Just explained about 85%+ of gun hit animals.
Congrats!


----------



## sureshot006 (Sep 8, 2010)

I find it extremely rare to not have a good amount of blood with a rifle. Anything lung gets it blowing out of the nose in no time flat.


----------



## dstanek (Jan 11, 2011)

I blew out both lungs. (Didnt know that) This deer took off at full speed like hundred yard dash. Didnt pick up any blood till after 50-60 yards. Found easy after 60 yard blood pick up. Went 40 more yards and found.


----------



## sureshot006 (Sep 8, 2010)

dstanek said:


> I blew out both lungs. (Didnt know that) This deer took off at full speed like hundred yard dash. Didnt pick up any blood till after 50-60 yards. Found easy after 60 yard blood pick up. Went 40 more yards and found.

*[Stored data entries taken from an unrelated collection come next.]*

PR #3056, opened 2025-01-29
Optimization for Roberta unstick->reshape->transpose->reshape->stick

AlexandreEichenberger:
In some situations, a sequence of transformations are "no-ops" under a given ztensor representation.

The pattern that is exploited here is the 3DS for `(A, B, C*D) <-> (A*C, B, D)` which are equivalent when `B%32=0` and `D%64=0`,

The pattern detected and transformed to a `high/zlow reshape` are the following

image

and

image

A high level proof is here below. For a detail proof, one has to follow every steps of the transformations above and show equality of memory accesses, namely that when accessing `(e3, e2, e1)`, we get the same memory location in the original 3DS tensor as well as the final 3DS tensor in the above examples.

image

In practice, this PR adds 2 rules to catch the above 2 patterns, replace them with a `zhigh.Reshape` which is similar to the `memref.reshape` in that it performs no "data layout transformation", just provide mapping between two equivalent shapes. The ZHigh version performs such equivalency for ZTensor formats such as 3D.

THe ZHigh reshape operation is lowered to ZLow equivalent reshape operation, which is then transformed to a `memref.reinterpret_cast` operations after all members are normalized.

PR adds littlest to catch the patterns listed above, and one for ZHigh to ZLow conversion, and one for ZLow to memref.

I checked that the values generated by Roberta with/without this PR were the same. Performance measurements show that in Roberta, the number of transpose were reduced from 48 to 12 (with a reductions in stick/unstick also by 36 operations). Speedup for the time spent in the transpose/stick/unstick were reduced by 9%, 33%, and 37%. Overall (with one NNPA and once CPU), the time was reduced by 4%.

At this time, this PR is restricted to static shapes.


src/Accelerators/NNPA/Conversion/ONNXToZHigh/RewriteONNXForZHigh.td
```diff
@@ -95,17 +95,6 @@ def replaceONNXBatchNormalizationInferenceModePattern : Pattern<
 //
 //===----------------------------------------------------------------------===//
 
-
```
AlexandreEichenberger, line 98: migrated the code elsewhere so that it can be reused, as it was needed to support the reshape op.

src/Accelerators/NNPA/Dialect/ZHigh/ZHighOps/OpHelper.cpp
```diff
@@ -402,8 +473,8 @@ AffineMapAttr getTiling2DTo4DMap(OpBuilder &b, Value val) {
   return AffineMapAttr::get(map);
 }
 
-AffineMapAttr getTiling3DTo4DMap(OpBuilder &b, Value val) {
-  assert(isTiling3DTo4D(val) &&
+AffineMapAttr getLeftmostTiling3DTo4DMap(OpBuilder &b, Value val) {
```
AlexandreEichenberger, line 476: Many of the prior operations where not specific if they applied to the right most or leftmost position, as only one was needed. As I added more, I made all names more explicit,

src/Accelerators/NNPA/Transform/ZLow/ZLowRewrite.cpp
```diff
@@ -33,6 +34,38 @@ using namespace mlir;
...
+public:
+  using OpRewritePattern<ZLowReshapeOp>::OpRewritePattern;
+  LogicalResult matchAndRewrite(
+      ZLowReshapeOp reshapeOp, PatternRewriter &rewriter) const override {
+    Location loc = reshapeOp.getLoc();
+    MultiDialectBuilder<MemRefBuilder> create(rewriter, loc);
+    IndexExprScope currScope(&rewriter, loc);
+    // Here, cannot use the shape found in the reshape op, as it is the original
+    // shape before memref normalization.
+    Value input = reshapeOp.getX();
```
tungld, line 51: We should check if X is normalized or not before processing further, by using something like this:
```
    // Input must have no affine layout. In other words, it has been normalized.
    if (hasNonIdentityLayout(input.getType()))
      return failure();
```

Without this check, I see that, in your lit test `zlow-rewrite.mlir`, `zlow.reshape` with affine_maps is still lowered to `memref.reinterpret_cast`

test/mlir/accelerators/nnpa/transform/zlow-rewrite.mlir
```diff
@@ -713,6 +713,43 @@ func.func @should_not_rewrite_unstick_transpose_stick_3(%arg0: memref<5x10xf16,
...
+    %0 = "krnl.global"() {alignment = 4096 : i64, name = "constant_stickify_3", shape = [96, 6, 1, 1, 32, 64], value = dense_resource<zhigh_3> : tensor<2359296xi8>} : () -> memref<96x6x1x1x32x64xf16>
+    "zlow.matmul"(%alloc, %arg1, %0, %alloc_1, %alloc_0) {is_bcast1 = 0 : si64, is_bcast23 = 0 : si64, is_stacked = -1 : si64, transposeA = 0 : si64, transposeB = 0 : si64} : (memref<96x384x64xf16, #map>, memref<96x64x384xf16, #map>, memref<96x6x1x1x32x64xf16>, memref<4xi64>, memref<96x384x384xf16, #map>) -> ()
+    return %alloc_0 : memref<96x384x384xf16, #map>
+
+// mlir2FileCheck.py
+// CHECK-DAG:   [[MAP_0_:#.+]] = affine_map<(d0, d1, d2) -> (d0, d2 floordiv 64, 0, d1 floordiv 32, d1 mod 32, d2 mod 64)>
+// CHECK-LABEL:  func.func @handle_zlow_reshape
+// CHECK-SAME:   ([[PARAM_0_:%.+]]: memref<8x384x768xf16, #map>, [[PARAM_1_:%.+]]: memref<96x64x384xf16, #map>) -> memref<96x384x384xf16, #map> {
+
+// CHECK-DAG:       [[VAR_reinterpret_cast_:%.+]] = memref.reinterpret_cast [[PARAM_0_]] to offset: [0], sizes: [96, 384, 64], strides: [24576, 64, 1] : memref<8x384x768xf16, #map> to memref<96x384x64xf16>
```
tungld, line 746: It does not look like what we are expecting since the input memref is not normalized.
To check this case, you can
- add a new check for this case where we call `--normalize-memrefs`, by adding this line to top of this file:
```
// RUN: onnx-mlir-opt --march=z16 --maccel=NNPA --normalize-memrefs --zlow-rewrite --canonicalize %s -split-input-file | FileCheck %s --check-prefix=RESHAPE
```
- then, replace `CHECK` by `RESHAPE` in `CHECK-DAG, CHECK-LABEL, ...` since we use the prefix `RESHAPE` for this check.

src/Accelerators/NNPA/Transform/ZLow/ZLowRewrite.cpp
AlexandreEichenberger: Got it, I did not realize that `zlow-rewrite` ran twice. Its now fixed.

AlexandreEichenberger:
Thanks @tungld for the feedback, implemented both suggestions.

tungld (approved):
LGTM!

Glad to see the performance improvement!

PR #3106, opened 2025-03-28
Followups for torch model driver

chentong319:
1. Add a document
2. Remove the dependencies to package onnxmlir. Include the python file directly into onnxmlirtorch.
3. Add an example of how to print out all the inputs of granite model run with generate()
4. Small fixes.


tungld (approved):
LGTM!

PR #3108, opened 2025-04-01
Improve the c++ driver build-run-onnx-lib.sh

chentong319:
This PR add the support of flexibility of input/output of c++ driver.
1. Input: Originally, the utils/build-run-onnx-lib.sh is required to be call from onnx-mlir/build. With this PR, user can specify the path of compiler with env ONNX_MLIR_HOME.
2. Output: originally, the binary is written to onnx-mlir/build/bin/run-onnx-lib. The PR allows user to specify the binary with the extra argument.

The old way of using build-run-onnx-lib.sh will not be affected by this PR.


tungld (approved):
LGTM!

I've had a couple tracks where we couldn't find blood right away on rifle shot deer. But once we did find blood, it was easy to backtrack. Part of the issue is looking where it stood vs where you _think_ it stood.

One I can think of, we looked for blood for over an hour. Couldn't find a single spec. There was no chance I didn't hit the deer with my 30-06 at 60 or so yards. I saw it react and had time to rack the bolt and shoot again as fast as I could get him in the scope before he went behind a tree. Ended up walking into the deer. From where he died, I followed blood back to where he had been hit, both shots. He was not where I thought he was when I pulled the trigger.

That said, it's entirely possible there is little to no blood. It certainly happens.


----------



## dewy6068 (Jan 5, 2010)

dstanek said:


> Not trying to hijack thread. Shot at first buck with 350 legend this morn. Its relevant to this thread. 42 yd shot. Out of ground blind. No doubt cross hair was on him. Went to track and absolutely no blood for first 50 yards. Deer took off at full speed run after shot. No mule kick, got really disappointed first 50 yards. No blood. After about 50 yards picked up good blood trail. About 45 yards later found it. I aimed for bow shot. Next time high shoulder.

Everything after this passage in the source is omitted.